Но в этот морозный вечер ребята лежали, высунув босые пятки из-под тулупов, и мирно болтали.
– Вот откуда ходики знают, день на дворе или ночь? Кто стрелочки внутри их переводит? – спросил Ивашка брата, прислушиваясь к звуку часов.
– Механизма внутри них особая имеется, - зевая ответил Витька.
– Что ходики! Я вот слыхал экипаж изобрели, который без лошади ездит, – это да!
– Как без лошади? – удивился Ивашка.
– Темень ты необразованная! – постучал ему брат по лбу. – Внутри телеги тоже механизма стоит, и заставляет колеса ейные вертеться. А скоро и такая появится, с которой человек, как птица в небо взмоет, а то и выше. Нам учитель в школе сказывал.
От этих слов Ивашка испытал особый восторг. Ездить без лошадей, летать как птицы. Сколько всего интересного! Вот бы хоть одним глазком увидать.
Ему совсем не хотелось выглядеть перед братом темнотой необразованной, но и похвастать было нечем. Разве что старой дедовой блесной, обтянутой рыбьей кожей.
Он бережно достал её из подклада рубашки.
- Видал? – повертел он перед носом Витьки. – Дед на неё рыбину поймал – величиной со стол! А я по весне ещё больше поймаю!
– Где взял? – завистливо протянул Витька, рассматривая находку брата.
– Где взял – там нет! – бережно спрятал Ивашка своё «сокровище».
– А я вот завтра на ярмарку сбегу! – ткнул его кулаком в бок Витька, пытаясь отобрать блёсенку. – А там Петрушка, кони с бубенцами, орехи и сбитень медовый, – причмокнул он губами от удовольствия.
– А меня тятька так свезёт! – Иван ловко увернулся от брата и больно ущипнул его.
Витька заскулил от боли, и хотел было надавать братцу тумаков, как с лавки раздался строгий окрик отца:
– А ну ка, цыц! Разбаловались на ночь!
Мальчишки замолчали. Они знают – у Афанасия Васильевича разговор короткий.
Витька погрозил брату кулаком, и зевнув, зарылся в теплый овчинный тулуп.
А Ивашка вновь достал из по подклада блесёнку и принялся разглядывать её в лунном свете, пока не уснул. Ему снилась рыба, которая смотрела на него из лунки большим круглым глазом.
Вдруг сквозь сон до него донёсся скрип шагов под окнами. Ивашка открыл глаза, и ещё долго лежал в темноте, прислушиваясь к пугающим звукам.
– Бабушка! – наконец позвал он Акулину.
– Спи ты, окаянный! – пробормотала та, перевернувшись на другой бок.
Иван перелез через брата и соскользнул на пол. Сунув ноги в дедовы валенки, схватил тяжёлый ухват и выскочил во двор.
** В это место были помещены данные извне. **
PR #2027, opened 2026-04-15
[table-driven-branch] Add new "reflection table" for names and default values and update generator.

allevato:
Add the new "reflection table" concept, which will hold the text/JSON names of fields/enum cases as well as default values (the latter is not yet implemented). This will replace the current `_NameMap`, and we'll have APIs on the schemas to look these names up.

The reflection table is generated but *not* yet hooked up. We're still generating the classic `_NameMap` as well, and that's still being used for the text/JSON serialization. `_NameMap` is tightly coupled with the encoders/scanners so I need to be able to delete all that code before migrating things cleanly over.

See the first commit description for details/rationale on the compression approach we're using. For expedience, I'm implemented a simple `NSLock`-guarded state to lazily decompress the tables on first access. We may want to iterate on this in the future, but many other recommended approaches are either platform-specific (`OSAllocatedUnfairLock`) or require too high of a minimum OS deployment version for our clients (`Synchronization.Mutex`) so it'll require extra care. The `DispatchQueue` approach we're using for the `Any` registry may not be suitable here because requesting the reflection data for a message/enum could potentially happen on a hot path. When we do encoding/decoding inside the library we can make sure to grab it once and pass it around as needed, but the reflection table itself won't be exposed to clients so the barrier could easily be hit inside a tight loop.

With the final commit, we're now generating descriptor.proto and the plugin protos with the new implementation, so the table driven implementation is now being used end-to-end and we can start removing old runtime support.


Sources/protoc-gen-swift/Compression+Compressing.swift
```diff
@@ -0,0 +1,297 @@
+import SwiftProtobuf
```
thomasvl, line 19: New files need the boilerplate.

Sources/SwiftProtobuf/Compression+Decompressing.swift
```diff
@@ -0,0 +1,227 @@
...
+        var reader = Bit7Reader(input: compressed)
+        guard let b0 = reader.nextByte(),
+            let b1 = reader.nextByte(),
+            let b2 = reader.nextByte(),
+            let b3 = reader.nextByte()
+        else {
+            preconditionFailure("Compressed data too short to contain size header")
+        }
+
+        let size = Int(UInt32(b0) | (UInt32(b1) << 8) | (UInt32(b2) << 16) | (UInt32(b3) << 24))
```
thomasvl: &<< etc? (and anywhere else in this related code)

Sources/SwiftProtobuf/Compression+Decompressing.swift
```diff
@@ -0,0 +1,227 @@
...
+
+        // The most significant bit of the size is reserved for future
+        // expansion.
+        guard (size & 0x8000_0000) == 0 else {
```
thomasvl, line 37: Not required, but does it make sense to reserve >1 bit?  i.e. - do we think we need that full size range in this support?

Sources/SwiftProtobuf/Compression+Decompressing.swift
```diff
@@ -0,0 +1,227 @@
...
+    /// Range coding allows us to represent symbols using fractional bits and to
+    /// do so adaptively so that we achieve good compression ratios for
+    /// arbitrary protos instead of trying to build static tables that may only
+    /// be optimal for some specific subset.
+    struct RangeDecoder: ~Copyable {
+        /// The lower bound of the current range.
+        private var low: UInt32 = 0
+
+        /// The size of the current range.
+        private var size: UInt32 = 0xFFFF_FFFF
```
thomasvl, line 173: Worth a comment about it being a marker can can't ever happen in reality?

Sources/SwiftProtobuf/Compression+Decompressing.swift
```diff
@@ -0,0 +1,227 @@
...
+    }
+
+    /// A helper structure that reads 7-bit encoded bytes from a stream and
+    /// reconstructs full 8-bit bytes.
+    struct Bit7Reader: ~Copyable {
+        /// The input data stream.
+        var input: UnsafeRawBufferPointer
+
+        /// An internal buffer to hold pending bits.
+        var buffer: UInt64 = 0
```
thomasvl: Why not UInt32 or UInt16, doesn't seem you can only have 7 to start and add 8 bits, hence a max of 15 bits would ever be temporarily needed?

Sources/SwiftProtobuf/Compression+Decompressing.swift
```diff
@@ -0,0 +1,227 @@
...
+        }
+
+        /// Reads the next 8-bit byte from the stream.
+        ///
+        /// - Returns: The next decoded 8-bit byte, or `nil` if the end of the
+        ///   stream is reached and not enough bits are available.
+        mutating func nextByte() -> UInt8? {
+            while bitCount < 8 {
+                guard let byte = input.first else {
+                    return nil
```
thomasvl, line 147: Is it acceptable to reach the end with some bits buffered or should that be some sort of error condition?  i.e. - are they just padding and should always be zero or something like that?

Sources/SwiftProtobuf/Compression+Decompressing.swift
```diff
@@ -0,0 +1,227 @@
...
+        /// Initializes a new range decoder and preloads the first 4 bytes of
+        /// code.
+        init(input: consuming Bit7Reader) {
+            self.input = input
+
+            for _ in 0..<4 {
+                if let byte = self.input.nextByte() {
+                    code = (code << 8) | UInt32(byte)
+                } else {
+                    code = code << 8
```
thomasvl: Interesting, so even if we run out of bytes, we keep shifting it over?

Sources/SwiftProtobuf/Compression+Decompressing.swift
```diff
@@ -0,0 +1,227 @@
...
+        ///   - total: The total frequency of all symbols in the model.
+        mutating func remove(cumulativeFrequency: UInt32, frequency: UInt32, total: UInt32) {
+            let r = size / total
+            low += cumulativeFrequency * r
+            code -= cumulativeFrequency * r
+            size = frequency * r
+
+            // Renormalization: If the top 8 bits of 'low' and 'low + size' are
+            // identical, they are fixed. We shift them out and read a new byte.
+            while (low ^ (low + size)) < 0x1000000 {
```
thomasvl: I wonder if `((low ^ (low + size)) & 0xFFFFFF) == 0)` is any more clear about the check. This took me a second, I guess I'm more used to bit tests using masking.

Sources/SwiftProtobuf/Compression+Decompressing.swift
```diff
@@ -0,0 +1,227 @@
...
+        /// state.
+        ///
+        /// - Parameters:
+        ///   - cumulativeFrequency: The cumulative frequency of the decoded
+        ///     symbol.
+        ///   - frequency: The individual frequency of the decoded symbol.
+        ///   - total: The total frequency of all symbols in the model.
+        mutating func remove(cumulativeFrequency: UInt32, frequency: UInt32, total: UInt32) {
+            let r = size / total
+            low += cumulativeFrequency * r
```
thomasvl: `&` on any of these through out?

Sources/SwiftProtobuf/Compression.swift
```diff
@@ -0,0 +1,255 @@
+/// A namespace for a custom compression algorithm designed for short strings,
```
thomasvl, line 16: header.

Sources/SwiftProtobuf/Compression+Decompressing.swift
```diff
@@ -0,0 +1,227 @@
+import Foundation
```
thomasvl, line 15: header.

Tests/protoc-gen-swiftTests/Test_Compression.swift
```diff
@@ -0,0 +1,66 @@
+import SwiftProtobuf
```
thomasvl, line 15: header

Sources/SwiftProtobuf/Compression.swift
```diff
@@ -0,0 +1,255 @@
...
+                self.code = char &- UInt8(ascii: "0") &+ 54
+            default:
+                return nil
+            }
+        }
+
+        /// Creates a new `Symbol` from its numeric value.
+        @inline(__always)
+        package init(code: UInt8) {
+            self.code = code
```
thomasvl, line 121: So this allows values in that aren't allowed?

Sources/protoc-gen-swift/EnumSchemaCalculator.swift
```diff
@@ -0,0 +1,42 @@
...
+
+    /// The Swift string literals (without surrounding quotes) that encode the enum schema in
+    /// the generated source.
+    var schemaLiteral: String { schemaWriter.schemaCode }
+
+    /// Creates a new enum schema calculator for an enum with the given name.
+    init(fullyQualifiedName: String) {
+        self.schemaWriter = .init()
+
+        schemaWriter.writeBase128Int(0, byteWidth: 1)
```
thomasvl, line 39: Maybe a reference to this payload some place?  (version, length, name, etc.)

Sources/protoc-gen-swift/MessageGenerator.swift
```diff
@@ -339,19 +338,22 @@ class MessageGenerator {
...
-        messageLayoutCalculator.layoutLiterals.printConditionalBlocks(to: &p) { value, _, p in
+        messageSchemaCalculator.schemaLiterals.printConditionalBlocks(to: &p) { value, _, p in
             p.print(
                 "@_alwaysEmitIntoClient @inline(__always)",
                 #"private static var _protobuf_messageSchemaString: StaticString { "\#(value)" }"#
             )
         }
-
+        p.print(
+            "@_alwaysEmitIntoClient @inline(__always)",
```
thomasvl, line 351: Maybe I'm forgetting something?  Why does the schema go into the client vs. live in the generated code module?

Sources/SwiftProtobuf/ReflectionTable.swift
```diff
@@ -0,0 +1,259 @@
...
+                UInt8(ascii: "e"), 0,
+                // Alignment padding
+                0, 0,
+            ]
+        )
+    }()
+}
+
+/// A reflection table that is lazily decompressed when first accessed.
+final class LazyReflectionTable {
```
thomasvl, line 219: This isn't used yet, right?  Or am I missing it?

Sources/protoc-gen-swift/Compression+Compressing.swift
allevato: Done.

Sources/protoc-gen-swift/MessageGenerator.swift
allevato: The idea was to ensure that this always ends up becoming a simple pointer access and not a call to some accessor (and indeed, no accessor generated). But I should double check that this doesn't cause the string itself to be duplicated into the client. Even if the linker merged them, it'd be annoying.

I'll double check this when I start doing other cleanup.

Sources/SwiftProtobuf/Compression+Decompressing.swift
allevato: Done.

Sources/SwiftProtobuf/Compression+Decompressing.swift
allevato: Done.

Sources/SwiftProtobuf/Compression+Decompressing.swift
allevato: My thinking was that if we need more data later one, we can just place it after the size, so we only need 1 bit to say whether there's more stuff coming later before the compressed blob.

Sources/SwiftProtobuf/Compression+Decompressing.swift
allevato: You're right, this can be a `UInt16` (in both compression and decompression). I guess the model was being defensive here.

Sources/SwiftProtobuf/Compression+Decompressing.swift
allevato: Since we're packing bytes into 7 bit chunks, any data that's not a multiple of 56 bits would have padding left over. It's safe to ignore that.

Sources/SwiftProtobuf/Compression+Decompressing.swift
allevato: Done.

Sources/SwiftProtobuf/Compression+Decompressing.swift
allevato: This mirrors the range encoder, which always emits four bytes to flush the final state. But that means that we should only hit the `else` block on truncated compressed data, which shouldn't happen, so we can make it a precondition failure instead.

Sources/SwiftProtobuf/Compression+Decompressing.swift
allevato: Done.

Sources/SwiftProtobuf/Compression+Decompressing.swift
allevato: How about just `(low & 0xFF000000) == ((low &+ size) & 0xFF000000)` and trust the compiler to optimize it?

Sources/SwiftProtobuf/Compression.swift
allevato: Done.

Sources/SwiftProtobuf/Compression.swift
allevato: Added a `precondition`.

Sources/SwiftProtobuf/ReflectionTable.swift
allevato: Right, it'll be added into the schemas once I can remove the hard dependencies on `_NameMap`. Right now things are still too tightly coupled.

Tests/protoc-gen-swiftTests/Test_Compression.swift
allevato: Done.

Sources/protoc-gen-swift/EnumSchemaCalculator.swift
allevato: Done.

Sources/SwiftProtobuf/Compression+Decompressing.swift
thomasvl: That works, thanks.

thomasvl (approved):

То ли от морозного воздуха, то ли от таинства ночи у него перехватило дыханье.
Звёзды, рассыпавшиеся по небосклону, мерцали в тишине. Снег серебрился в лунном свете, а заиндевелые деревья стояли словно хрустальные.
За баней мелькнула белая рубаха его матушки. Она накладывала снег в кадушку да приговаривала:
– Месяц ты, месяц, золотые твои рожки! Взгляни в окошко, подуй на опару .
Мальчик облегчённо вздохнул и вернулся в избу. Он знал, что чуть позже мать поставит на снежной воде опару и напечёт с утра целую гору блинов.
Ведь завтра разгуляй – четвёртый день масленицы. Завтра тятька обещал на гуляние свозить. Иван мечтательно закрыл глаза.